Stored records
-=-=-=-=-

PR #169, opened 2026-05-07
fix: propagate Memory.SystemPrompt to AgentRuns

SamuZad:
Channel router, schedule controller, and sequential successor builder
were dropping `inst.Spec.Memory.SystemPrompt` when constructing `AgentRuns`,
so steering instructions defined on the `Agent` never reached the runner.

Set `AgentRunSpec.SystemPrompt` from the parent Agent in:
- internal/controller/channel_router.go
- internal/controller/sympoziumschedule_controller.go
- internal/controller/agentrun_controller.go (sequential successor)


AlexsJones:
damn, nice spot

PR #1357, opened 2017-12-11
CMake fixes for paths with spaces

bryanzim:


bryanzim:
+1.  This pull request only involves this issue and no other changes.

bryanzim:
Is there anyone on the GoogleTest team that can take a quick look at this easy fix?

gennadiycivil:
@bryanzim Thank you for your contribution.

-=-=-=-=-

* _WHAT YOU NEED TO DO_:
The answer must be a single number: the count of lines above that contain the word "successor".

* _EXPECTED OUTPUT_:
2